> **Instructions for the task**
Each entry should be quoted word for word, including every mark of punctuation.

> **Available data**

PR #7146, opened 2023-08-31
Fix deprecated PHP

### LINKED ISSUE #7145: PHP 8+ deprecated issues
- [ ] Implicit float to int conversion: https://php.watch/versions/8.1/deprecate-implicit-conversion-incompatible-float-string#array-keys
- [ ] Dynamic properties
- [x] Automatic conversion of false to array is deprecated in \pods\components\Templates\includes\auto-template\Pods_Templates_Auto_Template_Settings.php on line 413

Locations (to be completed):
- https://github.com/pods-framework/pods/blob/main/components/Templates/includes/auto-template/Pods_Templates_Auto_Template_Front_End.php#L58-L81

JoryHogeveen:
## Description

Changed the prio to an int,

## Related GitHub issue(s)

Fixes #7145 

## PR checklist

### DIFF
--- a/components/Templates/includes/auto-template/Pods_Templates_Auto_Template_Front_End.php
+++ b/components/Templates/includes/auto-template/Pods_Templates_Auto_Template_Front_End.php
@@ -52,7 +52,7 @@ class Pods_Templates_Auto_Template_Front_End {
 		foreach ( $possible_pods as $pod_name => $pod ) {
 			$filter = pods_v( 'archive_filter', $pod, '', true );
 			if ( $filter ) {
-				$this->filtered_content[ $filter ] = 10.5;
+				$this->filtered_content[ $filter ] = 10;
 			}
 		}
 
@@ -75,7 +75,7 @@ class Pods_Templates_Auto_Template_Front_End {
 			// No need to check for default hooks, this is already done in auto_pods().
 			$filter = pods_v( 'single_filter', $possible_pods[ $pod ], '', true );
 			if ( $filter ) {
-				$this->filtered_content[ $filter ] = 10.5;
+				$this->filtered_content[ $filter ] = 10;
 			}
 		}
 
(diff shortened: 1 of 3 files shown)


components/Templates/includes/auto-template/Pods_Templates_Auto_Template_Front_End.php
```diff
@@ -52,7 +52,7 @@ public function hook_content() {
 		foreach ( $possible_pods as $pod_name => $pod ) {
 			$filter = pods_v( 'archive_filter', $pod, '', true );
 			if ( $filter ) {
-				$this->filtered_content[ $filter ] = 10.5;
+				$this->filtered_content[ $filter ] = 10;
```
sc0ttkclark, line 55: I wonder if we should set this to 11 or not

components/Templates/includes/auto-template/Pods_Templates_Auto_Template_Front_End.php
```diff
@@ -75,7 +75,7 @@ public function hook_content() {
 			// No need to check for default hooks, this is already done in auto_pods().
 			$filter = pods_v( 'single_filter', $possible_pods[ $pod ], '', true );
 			if ( $filter ) {
-				$this->filtered_content[ $filter ] = 10.5;
+				$this->filtered_content[ $filter ] = 10;
```
sc0ttkclark, line 78: I wonder if we should set this to 11 or not

JoryHogeveen: I choose 10 because when I tested `(int) 10.5` it returned 10. But yeah, I had the same thought myself haha.
However, we allow users to override this value so personally I wouldn't worry about it too much and leave it as the WP default value.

> **Result**
PR #7146, opened 2023-08-31
Fix deprecated PHP

### LINKED ISSUE #7145: PHP 8+ deprecated issues
- [ ] Implicit float to int conversion: https://php.watch/versions/8.1/deprecate-implicit-conversion-incompatible-float-string#array-keys
- [ ] Dynamic properties
- [x] Automatic conversion of false to array is deprecated in \pods\components\Templates\includes\auto-template\Pods_Templates_Auto_Template_Settings.php on line 413

Locations (to be completed):
- https://github.com/pods-framework/pods/blob/main/components/Templates/includes/auto-template/Pods_Templates_Auto_Template_Front_End.php#L58-L81

JoryHogeveen:
## Description

Changed the prio to an int,

## Related GitHub issue(s)

Fixes #7145 

## PR checklist

### DIFF
--- a/components/Templates/includes/auto-template/Pods_Templates_Auto_Template_Front_End.php
+++ b/components/Templates/includes/auto-template/Pods_Templates_Auto_Template_Front_End.php
@@ -52,7 +52,7 @@ class Pods_Templates_Auto_Template_Front_End {
 		foreach ( $possible_pods as $pod_name => $pod ) {
 			$filter = pods_v( 'archive_filter', $pod, '', true );
 			if ( $filter ) {
-				$this->filtered_content[ $filter ] = 10.5;
+				$this->filtered_content[ $filter ] = 10;
 			}
 		}
 
@@ -75,7 +75,7 @@ class Pods_Templates_Auto_Template_Front_End {
 			// No need to check for default hooks, this is already done in auto_pods().
 			$filter = pods_v( 'single_filter', $possible_pods[ $pod ], '', true );
 			if ( $filter ) {
-				$this->filtered_content[ $filter ] = 10.5;
+				$this->filtered_content[ $filter ] = 10;
 			}
 		}
 
(diff shortened: 1 of 3 files shown)


components/Templates/includes/auto-template/Pods_Templates_Auto_Template_Front_End.php
```diff
@@ -52,7 +52,7 @@ public function hook_content() {
 		foreach ( $possible_pods as $pod_name => $pod ) {
 			$filter = pods_v( 'archive_filter', $pod, '', true );
 			if ( $filter ) {
-				$this->filtered_content[ $filter ] = 10.5;
+				$this->filtered_content[ $filter ] = 10;
```
sc0ttkclark, line 55: I wonder if we should set this to 11 or not

components/Templates/includes/auto-template/Pods_Templates_Auto_Template_Front_End.php
```diff
@@ -75,7 +75,7 @@ public function hook_content() {
 			// No need to check for default hooks, this is already done in auto_pods().
 			$filter = pods_v( 'single_filter', $possible_pods[ $pod ], '', true );
 			if ( $filter ) {
-				$this->filtered_content[ $filter ] = 10.5;
+				$this->filtered_content[ $filter ] = 10;
```
sc0ttkclark, line 78: I wonder if we should set this to 11 or not

JoryHogeveen: I choose 10 because when I tested `(int) 10.5` it returned 10. But yeah, I had the same thought myself haha.
However, we allow users to override this value so personally I wouldn't worry about it too much and leave it as the WP default value.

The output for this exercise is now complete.